The same is true for judging one's own behavior. When you were a child, you looked at your mother's face. As you grow up, you look at your teachers, colleagues, and leaders. Every external reaction quietly adjusts your inner sense of "what is right." But you gradually find that these mirrors are not reliable because if you rely on them completely, your self - evaluation will be as changeable as the weather forecast.
So, you start to install your own mirror in your heart. It's not any specific person but a judgment standard refined from all social experiences: If there is a person who fully understands my situation and has no stake in this matter, how would he evaluate me?
This is what Smith called the "impartial spectator." He also called it "the man within the breast" or "the great judge and arbiter."
You may think this is a state only saints can achieve. In fact, you used it yesterday. Your leader praised you at a meeting, but you know that the project was mainly done by your colleague. Your reaction is not joy but uneasiness because it's saying: You don't deserve it. Conversely, you made a decision that you know is right, maybe by rejecting an improper request or speaking the truth when everyone else chose to remain silent. Your family doesn't understand, your friends think you're stupid, and your colleagues think you're out of touch. You're aggrieved and sad. But there is a part of your heart that remains firm. That firm part is saying: I didn't do wrong.
Chinese people are familiar with this. "There is a god three feet above your head," but the restraint still comes from external monitoring. "Self - discipline when alone" goes a step further; you still remain self - disciplined when the external mirror is removed.
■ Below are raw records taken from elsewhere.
Issue #1134, opened 2020-02-11
Formula Functions


shroffk:
Add the formula functions from the eclipse cs-studio to the new core-pv.

[X] Extend ‘FormulaFunction’ to describe arguments, so that auto-completion can be supported. Idea: replace `getArgumentCount()` returning 2 with `getArguments()` returning `[ “base”, “exponent” ]`
[X] Implement auto-completion of function names, showing their arguments
[ ] re implement as many of the formula functions as possible. Contribute using the new formula function SPI in core
[ ] Create a utility view for all the formula functions. This is useful for users.
[ ] Add documentation

kasemir:
`getArguments()` returning `[ "arg1", "..." ]` means: Needs one argument, plus maybe more.
Just `[ "arg1", "..." ]` means: Zero or more args.

kasemir:
Please create PR for added category soon, since that impacts everybody who's using the SPI

shroffk:
I thought we should work on this branch and then make a PR

shroffk:
I will create a PR and then keep this branch open for us to co-ordinate our work on

kasemir:
Thanks.

shroffk:
Hello,
It seems like with the use of String... in concat and highestSeverity, we run into some issues with Scanner. 
The scanner does not like "..." it breaks out of the argument parsing and then throws an exception since it is finding a "." instead of the ")"

@kasemir could you advise on the best way to clean this up

georgweiss:
The parsing of a formula like rescale(`sim://const(1,2,3)`, 20, 0) will call the formula implementation multiple times. The first time the first argument is set to a default VDouble NaN value. Second time it is called with the correct type and value.  The consequence is that checking for argument types becomes tricky. If the first argument is not an array, the implementation can throw an exception, but that would be logged. Or the implementation can check type and return null if it is not the expected, but ultimately this results in the value not being computed without any further information (except possibly in the log).

Any thoughts on this?

georgweiss:
Another thing: formulas are registered by name only, which does not allow for "method overloading". We could maybe append argument list to the key?

kasemir:
Kunal: Do you mean scanner for parsing formula for evaluation, or parser for completion proposals? When I asked about `concat` in yesterday's hangout, you sounded as if it basically evaluates, so I assume the issue in in the proposal lookup? That was implemented when there was no actual var-arg function. Should have implemented the concat while working on proposals...

[...]

PR #1150, opened 2020-02-13
Formula: Var arg, unit test

kasemir:
Formula proposals (autocomplete) handle var args from 'concat' example.

#1134


kasemir:
Leaving open in case people still like to add function implementations on the branch...

PR #1151, opened 2020-02-14
Display Editor: Points dialog commit changes on losing focus

pavel-ch:
See  #1042 - continuing with points dialog


pavel-ch:
For Macro dialog, there is a kind of conflict between current implementation with automatic edit of the next cell through ENTER, and losing focus commit behavior. Postponing for the moment to wait for the right idea ...

georgweiss:
Well, I spotted the same conflict and decided it wasn't worth the effort to fix it.

kasemir:
In the macro editor, the ENTER support is a real asset since I usually need to set more than one macro, so name ENTER value ENTER name ENTER value .. is convenient.

Maybe the focus handling needs a flag to know if focus is lost as a result of ENTER.

Issue #1000, opened 2019-12-09
X11 middle mouse button 'selection' copy/paste


kasemir:
User commented that we don't support the middle mouse button 'selection' copy/paste on Linux.

True.

It's fundamentally not supported by JavaFX:
https://bugs.openjdk.java.net/browse/JDK-8088117]
https://stackoverflow.com/questions/30032290/javafx-mouse-clipboard-does-not-work-in-unix/31278321
https://stackoverflow.com/questions/21844255/how-can-i-read-the-x11-clipboard-from-a-javafx-application

It is supported by AWT, and adding this to `ContextMenuPvToClipboard` would publish PV names not only on the normal copy/paste clipboard but also the X11 selection buffer:
```
import java.awt.Toolkit;
import java.awt.datatransfer.ClipboardOwner;
import java.awt.datatransfer.StringSelection;

...
final java.awt.datatransfer.Clipboard x11_sel = Toolkit.getDefaultToolkit().getSystemSelection();
if (x11_sel != null)
    x11_sel.setContents(new StringSelection(text), (board, lost_content) -> {});
```

But while that "works", it's unclear if interfacing with both the AWT and the JavaFX UI this way might have negative side effects. Also doesn't cover our most interesting use case:
1) Operator middle-clicks on some PV in EDM or ... to get it into the X11 selection buffer
2) Operator would like to paste that PV into Data Browser or newly developed display

In those cases, JavaFX text fields which are used to enter the PV name would need to react to middle clicks, which they don't out of the box.

For now leaving this as a Linux-specific issue that's not generally supported, so users need to go via the normal copy/paste (Ctrl-C, Ctrl-V) mechanism.

kasemir:
Fixing the most common use case:
Site uses MEDM or EDM or ... where PV names can usually be copied into the X paste buffer via middle button click. PVs are _only_ copied into the X paste buffer, not the usual clipboard.
Pasting the PVs into Phoebus PV name text fields used to require first pasting them into e.g. an X text editor, then using Ctrl-C to copy into clipboard, finally being able to Ctrl-V paste into Phoebus PV name text field.

On X11/Linux, we now support a plain middle-button-click in Phoebus PV name text fields to paste text from the X11 paste buffer.

This helps when using both old and new tools on Linux, for example in a control room.
[...]

PR #1156, opened 2020-02-19
Connected to #1060 / On X11, support pasting PV names via middle button

pavel-ch:
See #1000. On some platforms (Windows), AWT API Toolkit.getDefaultToolkit().getSystemSelection() can be null.


kasemir:
Looks like nobody pushed the middle button on Windows since 10-2017 ..  Thanks!

pavel-ch:
Not that long, since January 10, 2020 only :-) ... I have seen it but did not care till today...

kasemir:
Jan 10 was the `paste` counterpart (XPasteBuffer, which does check for Mac, Linux vs. Windows). The `copy` where you saw the NPE goes back to 2017.

PR #1158, opened 2020-02-21
Display Editor: context menu actions

pavel-ch:
- Expand All Tree Items in WidgetTree
- Collapse All Tree Items in WidgetTree
- Duplicate Widgets action in Display Editor

See #679


kasemir:
You could simplify it a little by using `TreeHelper` to expand/collapse, recursing through the subtree items. Otherwise looks good.

kasemir:
Thanks for the TreeHelper update!

PR #1160, opened 2020-02-21
Issue 1146

georgweiss:
This eliminates code duplication and consolidates as much as possible to one single VTypeHelper. However, remaining unchanged code needs more analysis, preferably by developers possessing the knowledge on how the helper methods are used.


kasemir:
This shares at least one commit with PR #1147

georgweiss:
Sorry, missed that one. Suggest we scrap 1147.

kasemir:
Confused.
Why does a PR about VTypeHelper include one commit of the doc re-org?
This PR simply copied the external docs in, step 1 of #1147 .
But it didn't do the other steps of #1147, like updating links now that the docs are in a new place.
For starters, https://github.com/ControlSystemStudio/phoebus/blob/master/docs/README.md that explains how to build the documentation still refers to the old location.

georgweiss:
I share your confusion, my work was done on branch Issue_1146, created by @shroffk.

georgweiss:
What if I remove those items contributed by step1 of 1147?

shroffk:
> Why does a PR about VTypeHelper include one commit of the doc re-org?

Sorry, this branch originated from a branch which had the first commit about the documentation.
Once the #1147 is merged this should resolve itself.

> But it didn't do the other steps of #1147, like updating links now that the docs are in a new place.

This is a work in progress.

kasemir:
> What if I remove those items contributed by step1 of 1147?

Yes, please remove the partial import of the ongoing doc re-org.

georgweiss:
OK, will do.

georgweiss:
On second thoughts... If those files in the doc module are harmless, why should they be removed only to be added later?

kasemir:
Right now I would be unclear where one would add info, or even just fix a typo
(see https://github.com/ControlSystemStudio/phoebus/blob/master/docs/source/authorization.rst: 
"interating" needs to be "interacting"):

a) In the original copy?
b) In the new copy (which isn't included in anything at this point)?
c) Both?

georgweiss:
Not sure what you are trying to say. Please clarify.

pavel-ch:
With this PR, Eclipse build is broken mostly because of missing core-vtype in .classpath, for
app-databrowser
app-display-convert-edm
app-pace
app-pvtable
app-pvtree
core-formula
core-pv
service-alarm-server
service-archive-engine
service-scan-server

georgweiss:
I'd like to settle the question on whether to keep the doc contributions first.

pavel-ch:
Do whatever you need, from my side it is a reported issue only. I continue using checkout before this commit temporarily.

kasemir:
@pavel-ch , you're correct. The Eclipse build is broken, the ant build is broken, and we have an unused copy of the 'doc' setup from the still ongoing #1147/#1141 work.
I'll fix it.

georgweiss:
I would appreciate if we could come to a joint decision on what to do with the doc module.
As for Eclipse specific .classpath files... Why do we manage them in the repo? I know they have been there for a while, but in general they are not required by the project to build.

kasemir:
The doc folder and how documentation is built is handled on  #1147/#1141. This PR is about core-vtype, and should not touch the otherwise unrelated handling of docs.

kasemir:
Don't worry about the .classpath files. If you don't need them, you can simply ignore them. They're there for those who use Eclipse, just like we include nbactions.xml for those who use netbeans and Intellij hints in the Readme for those who prefer Intellij.

georgweiss:
Well, if there are complaints about Eclipse not being able to build due to incorrect .classpath files, then I cannot ignore them. I'd be happy to update them, but I still think IDE specific stuff should not be managed in the repo.

kasemir:
Apart from the build issues: When you build with maven, does it actually work?
For me, the data browser doesn't show any data:
mvn clean install, run, open data browser, add sim://sine -> no plot

georgweiss:
I'm seeing the same in data browser, investigating it.
But maven build works, I check it before PR, and Travis checks it.

kasemir:
The build works, but the product doesn't plot.
Data browser has data, but cannot plot it.

db

georgweiss:
Found the issue, will fix promptly.

PR #1167, opened 2020-02-25
Issue 1146 Fix for  VTypeHelper error detected i databrowser

georgweiss:


kasemir:
I still see the same issue: Data browser sample view shows that there is data, but plot does not show a trace

db

kasemir:
The new PlotSampleTest fails with expected 7.7 but was NaN:

db2

georgweiss:
Works fine at my end.

georgweiss:
Is VTypeHelper rebuilt?

kasemir:
Turns out yes, it was a rebuild type of issue. The test now passes, and the plot also works again with both 'raw' and 'optimized' samples.

db3

Thanks!

PR #1171, opened 2020-02-26
Issue 1141 2

shroffk:
A cleaned up version of the PR #1147


georgweiss:
Builds fine using both mvn and make (on Mac)

PR #1525, opened 2020-09-09
Display Builder: Adding Line Style to Shape Widgets

pavel-ch:
See #896 Thank you in advance for approval @kasemir


krisztianloki:
Not a big deal but `line_width` and `line_style` from PolylineWidget and `line_width` from PolygonWidget could be moved to PolyBaseWidget

pavel-ch:
Yes I considered that, but decided not to do it, just because these properties have nothing to do with being PolySomething, so PolyBase is by my understanding not a systematic place for that.

PR #1527, opened 2020-09-10
Save&Restore: Bunch of bug fixes

geniejhang:
@georgweiss  One main change is that I disabled modifying stored value in comparison view.
So, when you comparing two or more snapshots, base snapshot values can be changed, but compared snapshots' values cannot be changed.


georgweiss:
Thanks for the bug fixes!

Issue #1380, opened 2020-06-05
Release Guildeline and Procedure


shroffk:
Discussion:

It is great that over the last few months we have been able to have multiple releases of phoebus.
The release process has been quick and simple...this should help us push out changes and bug fixes quickly to our users and improve the general user experience.

With phoebus moving into production at multiple sites (SNS and ESS have had it in the control room for awhile now) I think this would be a good time to formalize and document the release procedure. The practices at each site and the good practices associated with putting out a release that would keep everyone happy.

Initial thoughts.
Release:

1. pre release:
 - [ ] Notification or PR (the release plugin can be configured to push to a branch which we can merge via a PR with approval... the NSLS2 product, run-scripts, and ansible based deployment process  needs to be [updated](https://github.com/shroffk/nsls2-phoebus/commit/547f88efc21c07e7ff1c6219370ac04016a9c252) with new releases, so such a notification would be helpful)

2. release process:
 - [ ] Releases should be tagged. (the release plugin does this already)
 - [ ] Source and Common product binaries hosted on the github project. (instead of working hard on automating this we could simply as a community upload win, mac, and linux platform tars)
 - [ ] Change log and Release Notes
 - [ ] prepare for next release, update version etc. (we will have to co-ordinate and find a solution on how the pom and build.xml are both updated)
 - [ ] tech-talk announcement?

ralphlange:
Is your argumentation only about the maintenance/bugfix digit? I would generally agree.
Or are you arguing against using numbered versions at all? I would strongly disagree.

ralphlange:
fwiw: ITER has strict requirements on traceability. That's why for "external" products a released version is preferred over a git hash - under the assumption that a released version has a release note, complete and matching documentation etc etc.
A date is not unique and does not provide an acceptable level of traceability.

shroffk:
I think we could add our use cases and requirements first. It might be better to sort out the details once they are all collected.

At NSLS2

I have 2 different products for the accl and beamline.
A ansible based deployment solution which build the latest phoebus product and the alarm services on the target machines.
Currently, we checkout the master and build that. In the accelerator control room there are talks about wanting a more rigidly controlled version/tag/release.

kasemir:
Hi Ralph, great Friday discussion, right?

I'm not specifically arguing for a certain numbering scheme, but trying to point to the issue:

[...]

PR #1529, opened 2020-09-15
#1380 a changelog for documenting important aspects of each release

shroffk:
While not perfect, the goal of this changelog is to start documenting changes with each release.

The changelog is open to modification by ALL developers to add notes about API changes, features, apps, bug fixes...developers should keep appending the "current development" section.

Just before/after a release we should create a new  "current development" segment.

### DIFF
--- a/docs/source/changelog.rst
+++ b/docs/source/changelog.rst
@@ -12,6 +12,8 @@ Date:
 
 * Alarm Datasource
 * Simplification of the API's for the ContextMenuService, SelectionService, and AdapterService
+* File browser context menu items to create new display or data browser plot.
+* Array operations in formula functions.
 
 Release 4.6.3
 -------------
--- a/docs/source/changelog.rst
+++ b/docs/source/changelog.rst
@@ -1,0 +1,36 @@
+Change Log
+==========
+
+A list of API changes, major features, and bug fixes included in each release.
+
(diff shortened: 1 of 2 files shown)


georgweiss:
@kasemir , @krisztianloki, @pavel-ch , @geniejhang , @tanviash 
Can you please consider if there is any change that you think should go into the change log?
@shroffk, @geniejhang , where are we on the Epics core update?

krisztianloki:
Maybe the behavior change of rules when a trigger PV is disconnected, something like:

Restore the property values of rules if a trigger PV is disconnected

georgweiss:
@krisztianloki , IMHO that might qualify as a "minor" fix.

krisztianloki:
These maybe:
The symbol widget now shows a semi-transparent rectangle (in front of the symbol) with the color "INVALID" when the PV is disconnected.
The LED widget shows the label when the PV is disconnected and both the "On" and "Off" labels are the same.

georgweiss:
@krisztianloki , please submit your items into the change log.

shroffk:
Sorry @krisztianloki beat you to it...

Just a note, 
For the time being I want to follow the system where additions to the changelog should be made by developers as they see fit without requiring approval :)...we keep the system informal and open until we find a reason to be more restrictive.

Smith goes even further: The 'judge in one's heart' is not innate, nor is it taught by saints. It is your own entire social experience.
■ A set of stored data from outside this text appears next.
PR #1532, opened 2020-09-16
Csstudio 213 - Statistics tab in data browser

georgweiss:
As per user request, added statistics tab in data browser. Data is calculated (by Apache Commons math3) on user request only, i.e. no real time update.


kasemir:
There might be an error in the start/end handling of the time range.
In this screenshot, the red trace has a value range of about -2.9 to 4.8, yet min..max value are shown as ~0 to 2.9.
Sample count inside the plot is 3, plus the one "before" the start time valued ~4.8 that determines the initial value, yet the statistics suggest a sample count of 2.

Screen Shot 2020-09-17 at 4 43 04 PM

Implementation wise, it's good that pressing the Refresh button starts the computation on background threads. But those background threads then update SimpleStringProperty count, mean, .. etc., which are used in setCellValueFactory, i.e. the UI is bound to them and will update via listeners, directly in the background threads.
In many cases that "works", but isn't guaranteed. UI access should only be performed in the UI thread, so this could have side effects later on where the UI suddenly misbehaves.

georgweiss:
When trying to reproduce this I get the correct number of samples. You should see a sample count of 3, corresponding to the "flanks". Did you refresh the data after changing the time range?
The plot draws a line to the left using the last value outside the start of the time range to the first sample within the time range. So it looks as the first value is not considered, but it is not apparent that it is outside the time range and does not contribute. This is a bit deceptive when that value is greater or smaller than any of the other samples since it is not considered in determining the max or min. Question is if including that point is the correct thing to do.

I will update such that the observables are updated in the UI thread.

kasemir:
Yes, I did press 'Refresh' several times.

Your screenshot shows Sample Count 3 for both traces. While the Green trace clearly has 3 'steps', the red trace suggests only 2 samples.

As for the first sample, a plot for a start...end time range needs to consider the first sample at-or-before the start time, i.e. the sample with a value that's still valid at the start time, until we then receive the next sample within the start...end time range.
"Setpoint" type PVs that only change when the operator enters a new value can remain unchanged for months.
In the plot they show up as a flat line, the actual sample is way to the "left" of the plot's start time. Statistics should show Sample Count = 1 for that one sample.

`PlotProcessor` includes this example of locating the sample indices:
```
final PlotDataSearch<XTYPE> search = new PlotDataSearch<>();
...
// Find start..stop indices from ordered positions to match axis range.
// Consider first sample at-or-before start
start = search.findSampleLessOrEqual(data, position_range.getLow());
...
// Last sample is the one just inside end of range.
stop = search.findSampleLessOrEqual(data, position_range.getHigh());
```

georgweiss:
In my screen shot the red plot does in fact contain three samples, but two adjacent samples have equal value.
I would argue that samples outside the plotted time range should not be considered. Granted, it may look confusing to see a straight line and then not being able to compute statistics as there are no samples within the time range. This should also be a corner case and not very interesting in terms of statistics calculations.

Cannot really understand why your screen shot shows a sample count of 2. Are you able to reproduce?

kasemir:
> Are you able to reproduce?

Just look at `sim://sine` and `..ramp` for a while and then zoom into some region.
In this example, the green trace has a minimum based on the last sample around -3.5, but stats suggest min value -2.86.
Green trace also has at least 4 samples.

Screen Shot 2020-09-18 at 12 37 30 PM

I think this is because
a) You ignore the initial value
b) you perform your own search just based on the seconds,
```
start = 1000 * timeRelativeInterval.getAbsoluteStart().get().getEpochSecond();
```
instead of using the full `Instant`.
If you used the `PlotDataSearch<Instant>` as everywhere else it would honor the complete time stamp, plus have consistent handling of the initial sample.

Issue #1508, opened 2020-08-31
Ways to check the status of localizations


tmijail:
On PR #1495, @pavel-ch pointed out that silently falling back to the english localization if a message wasn't present on `messages_xx.properties` would make maintaining a localization a pain because there would be no easy way to check whether there were messages missing from `messages_xx.properties`.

From the embarrassment of no one laughing at a joke, to the big question of how civilization is possible, to the development and maturity of the "judge in one's heart," Smith strung all these together with the same simulation engine. This engine is innate, but its calibration is acquired. First, there are thousands of specific experiences, and then there are abstract moral laws. It doesn't derive from rules but learns from experience.
Does this process sound familiar to you?
V. In what ways are the Large Moral Model and the Large Language Model similar?
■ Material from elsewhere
PR #1541, opened 2020-09-22
Add logbook client for PSI Elog

ffeldbauer:
I developed a rather simple LogClient for the [PSI Elog](https://elog.psi.ch/elog/) based on their [python library](https://github.com/paulscherrerinstitute/py_elog).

Yes, it does. This process is almost the moral - philosophical version of the learning method of Large Language Models.
It's not a coincidence. Smith and the engineers of Large Language Models are facing the same fundamental constraint: They can't directly access the internal state of the other party and can only simulate based on experience. Under this constraint, they independently reached the same path. Before Smith, other contemporary philosophers took completely different paths: Some said that humans have a special "moral sense" that can directly perceive good and evil; some said that all moral behaviors are disguised self - interest; and some said that moral truths can be rationally deduced like mathematical theorems. Each of these views captures an aspect of moral life but takes it as the whole truth. Their methods are narrow: Rule - driven, not learning from experience, and failing when encountering situations outside the training scope.